PR #11354, opened 2024-07-24
Include user score position when indexing playlist item scores

bdach:
Needed for daily challenge (without this client can't show position numbers for the user score on the leaderboard).

A second review for performance implications is probably best-advised, this monkey just fix no number showing with hammer. [I tried to ask once](https://discord.com/channels/188630481301012481/188630616286167041/1258386604754604083) but got no reply.

### DIFF
--- a/app/Http/Controllers/Multiplayer/Rooms/Playlist/ScoresController.php
+++ b/app/Http/Controllers/Multiplayer/Rooms/Playlist/ScoresController.php
@@ -82,7 +82,14 @@ class ScoresController extends BaseController
             )->first();
 
             if ($userHighScoreLink !== null) {
-                $userScoreJson = json_item($userHighScoreLink, $transformer, ScoreTransformer::MULTIPLAYER_BASE_INCLUDES);
+                $userScoreJson = json_item(
+                    $userHighScoreLink,
+                    $transformer,
+                    [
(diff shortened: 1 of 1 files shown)


app/Http/Controllers/Multiplayer/Rooms/Playlist/ScoresController.php
```diff
@@ -66,7 +66,10 @@ public function index($roomId, $playlistId)
         $scoresJson = json_collection(
             $highScores->pluck('scoreLink'),
             $transformer,
-            ScoreTransformer::MULTIPLAYER_BASE_INCLUDES
+            [
+                ...ScoreTransformer::MULTIPLAYER_BASE_INCLUDES,
+                'position',
```
bdach, line 71: I can _maybe_ skip this one and hardcode a 1..50 position client-side if it helps.

nanaya: yeah this will cause as many additional queries as there are scores

bdach: Have force-pushed this out.

nanaya (approved):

▸ **ACTIVITY**
Working through the records, copy each line in which the word "bdach" appears.

▸ **TASK OUTPUT**
bdach:
bdach, line 71: I can _maybe_ skip this one and hardcode a 1..50 position client-side if it helps.
bdach: Have force-pushed this out.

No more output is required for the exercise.